ICAMS / Interdisciplinary Centre for Advanced Materials Simulation


Relaxed incremental variational formulation for damage at large strains with application to fiber-reinforced materials and materials with truss-like microstructures

D. Balzani, M. Ortiz.

International Journal for Numerical Methods in Engineering, 92, 551-570, (2012)

In this paper, an incremental variational formulation for damage at finite strains is presented. The classical continuum damage mechanics serves as a basis where a stress-softening term depending on a scalar-valued damage function is prepended an effective hyperelastic strain energy function, which describes the virtually undamaged material. Because loss of convexity is obtained at some critical deformations, a relaxed incremental stress potential is constructed, which convexifies the original nonconvex problem. The resulting model can be interpreted as the homogenization of a microheterogeneous material bifurcated into a strongly and weakly damaged phase at the microscale.
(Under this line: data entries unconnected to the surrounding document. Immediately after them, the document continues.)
PR #2402, opened 2022-12-02
[Modules] Align CMK implementation for Cognitive Services & cleaned up several allowed values

AlexanderSehr:
# Description

- Align CMK implementation for Cognitive Services
- Cleaned up redundant 'allowedValues' for boolean properties from serveral modules

| Pipeline |
| - |

# Type of Change

- [ ] Update to documentation


modules/Microsoft.CognitiveServices/accounts/.test/common/deploy.test.bicep
```diff
@@ -63,6 +63,7 @@ module testDeployment '../../deploy.bicep' = {
     kind: 'Face'
     customSubDomainName: '<<namePrefix>>xdomain'
     diagnosticLogsRetentionInDays: 7
+    enableEncryption: false
```
eriqua, line 66: So do I get this right that the implementation is now aligned but we still miss prerequisites to test it in our own environment? Would that be the case also for the MS managed keys encryption?

AlexanderSehr: No-ish.
When I enable encryption without a CMK I actualy do get an error along the lines of 'this not not yet available' or so. However, when I check the [docs](https://learn.microsoft.com/en-us/azure/cognitive-services/computer-vision/identity-encrypt-data-at-rest#about-cognitive-services-encryption) it reads like Service-Managed encryption is anyways enabled.

So what I did now was to align it even closer to the other implementation in that you only have the choice of CMK - or not. Without any additional implementation for Service-Managed keys.

While cleaning up the boolean I noticed also that some of our implementation use 'allowedValues' for a bool property and removed those too. It's just very few files fortunately.

modules/Microsoft.CognitiveServices/accounts/deploy.bicep
```diff
@@ -195,7 +207,22 @@ resource defaultTelemetry 'Microsoft.Resources/deployments@2021-04-01' = if (ena
   }
 }
 
-resource cognitiveServices 'Microsoft.CognitiveServices/accounts@2021-10-01' = {
+resource cmkKeyVault 'Microsoft.KeyVault/vaults@2021-06-01-preview' existing = if (!empty(cMKKeyVaultResourceId)) {
```
eriqua, line 210: Let's align on the case
```suggestion
resource cMKKeyVault 'Microsoft.KeyVault/vaults@2021-06-01-preview' existing = if (!empty(cMKKeyVaultResourceId)) {
```

modules/Microsoft.CognitiveServices/accounts/deploy.bicep
```diff
@@ -195,7 +207,22 @@ resource defaultTelemetry 'Microsoft.Resources/deployments@2021-04-01' = if (ena
...
+  name: last(split(cMKKeyVaultResourceId, '/'))
+  scope: resourceGroup(split(cMKKeyVaultResourceId, '/')[2], split(cMKKeyVaultResourceId, '/')[4])
+}
+
+resource cMKKeyVaultKey 'Microsoft.KeyVault/vaults/keys@2021-10-01' existing = if (!empty(cMKKeyVaultResourceId) && !empty(cMKKeyName)) {
+  name: '${last(split(cMKKeyVaultResourceId, '/'))}/${cMKKeyName}'
+  scope: resourceGroup(split(cMKKeyVaultResourceId, '/')[2], split(cMKKeyVaultResourceId, '/')[4])
+}
+
+resource cMkUserAssignedIdentity 'Microsoft.ManagedIdentity/userAssignedIdentities@2018-11-30' existing = if (!empty(cMKUserAssignedIdentityResourceId)) {
```
eriqua, line 220: Let's align on the case
```suggestion
resource cMKUserAssignedIdentity 'Microsoft.ManagedIdentity/userAssignedIdentities@2018-11-30' existing = if (!empty(cMKUserAssignedIdentityResourceId)) {
```

modules/Microsoft.CognitiveServices/accounts/deploy.bicep
```diff
@@ -215,11 +242,20 @@ resource cognitiveServices 'Microsoft.CognitiveServices/accounts@2021-10-01' = {
     allowedFqdnList: allowedFqdnList
     apiProperties: apiProperties
     disableLocalAuth: disableLocalAuth
-    encryption: !empty(encryption) ? encryption : null
+    encryption: !empty(cMKKeyName) ? {
```
eriqua, line 245: If  `cMKKeyName` makes all other `keyVaultProperties` required, then I guess all other `keyVaultProperties` should also have a `Conditional` parameter category.

AlexanderSehr: Updated whereever applicable

eriqua: Although out of the scope of this PR, but since we started, I think we need to align the implementation and parameter category of `cMKUserAssignedIdentityResourceId` as well where applicable. 

ML workspaces and ServiceBus use `cMKUserAssignedIdentityResourceId`, but implemented like 
```
identity: !empty(cMKUserAssignedIdentityResourceId) ? {
        userAssignedIdentity: cMKUserAssignedIdentityResourceId
      } : null
```
which correctly makes the parameter `Optional`. 
- If the same implementation makes sense also for automation account and cognitive services, then I'd suggest to align that, updating the identity implementation and changing `cMKUserAssignedIdentityResourceId` from `Conditional` to `Optional`
- otherwise, we should update the `cMKUserAssignedIdentityResourceId` category from `Optional` to `Conditional` in the automation account module, since its current implementation depends on `cMKKeyName`.

AlexanderSehr: It is in fact different from resource to resource. Some enforce User-Assigned-Identities, some allow System-Assigned-Identities, etc.

I would highly recommend to keep this out of this PR. If we don't trust the implementations that are there now, we should revist all components and test again the difference scenarios.

AlexanderSehr: I do agree however, that it should match the current implementation. So in your example above we should use 'Optional' - not 'Conditional'

AlexanderSehr: Here it seems to be required

AlexanderSehr: addressed

PR #2424, opened 2022-12-09
[Modules] Added property `anonymousPullEnabled`

AlexanderSehr:
# Description

- Added property `anonymousPullEnabled`

| Pipeline |
| - |
| [ContainerRegistry: Registries](https://github.com/Azure/ResourceModules/actions/workflows/ms.containerregistry.registries.yml) |

# Type of Change

- [ ] Update to documentation

### DIFF
--- a/modules/Microsoft.ContainerRegistry/registries/deploy.bicep
+++ b/modules/Microsoft.ContainerRegistry/registries/deploy.bicep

A one-dimensional relaxed formulation is derived, and a model for fiber-reinforced materials based thereon is given. Finally, numerical examples illustrate the performance of the model by showing mesh independency of the model in an extended truss, analyzing a numerically homogenized microtruss material and investigating a fiber-reinforced cantilever beam subject to bending and an overstretched arterial wall. © 2012 John Wiley & Sons, Ltd.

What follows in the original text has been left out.